Happy Thanksgiving! Michael and I enjoyed a relaxing weekend, and one of the highlights was this delicious turkey roulade that I made for Thanksgiving dinner.
Since I was only making dinner for the two of us, I decided to try something different — this turkey roulade, which I stuffed with my family’s traditional stuffing recipe. The preparation is a little more detailed than simply roasting a turkey, but don’t be intimidated by the long instructions — it only takes an hour to roast. I already have another turkey breast in the freezer, so I’ll definitely be making this one again.
Stuffed turkey roulade with roasted red potatoes
By Jane and Michael’s Gourmet Extravaganza
For the cornbread stuffing:
- 2 1/2 cups of cubed cornbread
- 2 1/2 cups of cubed wheat bread
- 1/2 cup finely diced celery
- 1/4 cup finely diced celery leaves
- 1/4 cup finely diced onion
- 1/4 cup dried cranberries (optional)
- 1/2 tsp dried sage
- 1/4 tsp poultry seasoning
- 1/2 tsp salt
- 1/4 tsp ground black pepper
- 1 egg, beaten
Spread the cubed cornbread and wheat bread in a single layer on a large baking sheet. Toast in a 250 degree oven until dried, about 20 minutes.
Meanwhile, place the finely diced celery and onion in a microwave-safe bowl with 1/4 cup water. Cover and microwave for 5 minutes, or until the onions are translucent.
Combine the toasted breads, cooked celery and onions, and cooking liquid in a large bowl. Add the remaining ingredients and mix well. If the mixture is still very dry, add additional water or chicken broth — you want everything to be slightly moist.
For the turkey roulade and roasted potatoes:
- 3 lb boneless turkey breast
- 7 15-inch pieces of kitchen twine
- Freshly ground black pepper
- 5 cups prepared cornbread stuffing (see recipe above)
- 6 medium red potatoes, cubed
- Dried parsley, to taste
Preheat oven to 425 degrees. Remove the turkey breast from its packaging and netting, and butterfly it (see note at bottom). Reserve the skin. Lay out the pieces of twine parallel to each other (1 1/2″ spacing), and place the butterflied turkey breast on top so that it covers half of each string, and the remaining halves are extending out from the long edge of the breast.
Season the butterflied chicken breast with salt and pepper and then top with the stuffing, pressing it down into an even layer. Beginning at the long edge opposite the string, carefully roll up the turkey breast and tie with string to secure (the string will already be in place under the roulade, but an extra pair of hands is helpful at this point).
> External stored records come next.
PR #10621, opened 2026-06-10
Functions can declare dependencies on additional APIs

inlined:
### Description
Updates `ensureAllRequiredAPIsEnabled` during function deployment to check manifest-required APIs against a built-in allowlist of standard Firebase APIs. For any additional APIs, it prompts the user to enable them if they are currently disabled.

### Scenarios Tested
- CLI unit tests verify prompting logic (presented when additional APIs are missing, not presented otherwise).
- Verified that `--force` confirms and `nonInteractive` without `--force` aborts.


src/deploy/functions/prepare.ts
```diff
@@ -680,14 +680,72 @@ export async function warnIfNewGenkitFunctionIsMissingSecrets(
...
+ * @param options Deploy execution options for prompting configuration.
+ * @param [options.force] Whether to force confirm interactive prompts.
+ * @param [options.nonInteractive] Whether the CLI is running in non-interactive mode.
+ */
 export async function ensureAllRequiredAPIsEnabled(
   projectNumber: string,
   wantBackend: backend.Backend,
+  options: { force?: boolean; nonInteractive?: boolean } = {},
 ): Promise<void> {
+  const STANDARD_APIS = [
```
wandamora: Where does this list come from?

wandamora: OK I see, thanks. On this note, would this be better as a global constant?

inlined: Yeah, I'll do that and add a comment.

wandamora (approved):

PR #10627, opened 2026-06-11
[VS Code] Fix compile error bug from generate operation button

fredzqm:
### Description

Fixes an "compilation error" bug on "Generate Operation" code lens when the user didn't login with `gcloud`.

> Schema compilation failed: failed to build HTTP client for calling Firebase Data Connect. Error: failed to set up an OAuth token source. Error google: could not find default credentials. See https://cloud.google.com/docs/authentication/external/set-up-adc for more information

This compilation check is brittle and resulted in false negative when user never login via `gcloud auth application-default login`, which is never expected of SQL Connect developers.
This compilation check is not necessary because the backend API can trivially return compile errors.

### Scenarios Tested
- Modified the extension code and ran `npm run build` inside `firebase-vscode` to verify successful compilation.
- Verified that all unit/e2e build and type-checking pass without warnings/errors.

### Sample Commands
N/A

### DIFF
--- a/firebase-vscode/CHANGELOG.md
+++ b/firebase-vscode/CHANGELOG.md
@@ -1,5 +1,6 @@
 ## NEXT
 
+- [Fixed] Fix auth issue from Generate Operation button by skipping unnecessary schema compilation check.
 - [Changed] Replace generateSchema and generateQuery backends with the new fdc AgentService API.
 - [Added] Improved error handling and status updates for query generation
 - [Added] Local schema aware query generation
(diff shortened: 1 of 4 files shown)


hlshen (approved):
Sorry! Left this in a branch but never submitted. Thanks for getting to it.

hlshen:
Need to update the unit tests

fredzqm:
> Need to update the unit tests

@google-labs-jules

fredzqm:
Updated the unit tests to remove the verifySchemaCompiles check and successfully ran tests locally. Pushed changes.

Line a 9×13-inch baking dish with aluminum foil, and spray with non-stick spray. Place the turkey roulade, seam side down, diagonally in the dish. Stretch the reserved turkey skin over the roulade. Place the cubed red potatoes in the baking dish around the roulade and spray them with non-stick cooking spray. Season with salt, pepper, and dried parsley.
Bake, uncovered, for 25 minutes at 425 degrees. Reduce heat to 350 degrees, and bake for an additional 30 minutes, or until the turkey reaches an internal temperature of 165 degrees. Remove the roulade to a platter and let rest for 15-20 minutes. If the potatoes are not done, spread them evenly in the baking dish and return to the oven until cooked through.
Carve the roulade into slices, being sure to remove the twine, and serve with the roasted potatoes. Enjoy!
Note: To butterfly the turkey breast, unfold it as much as possible. Cut horizontally through the thickest part(s), beginning at the center and leaving a “hinge” at the outer edge so you can unfold the breast into a large rectangle. Cover with plastic wrap and pound to flatten to an even 3/4-inch thickness. Mine was about 8″ by 11″ when I was finished.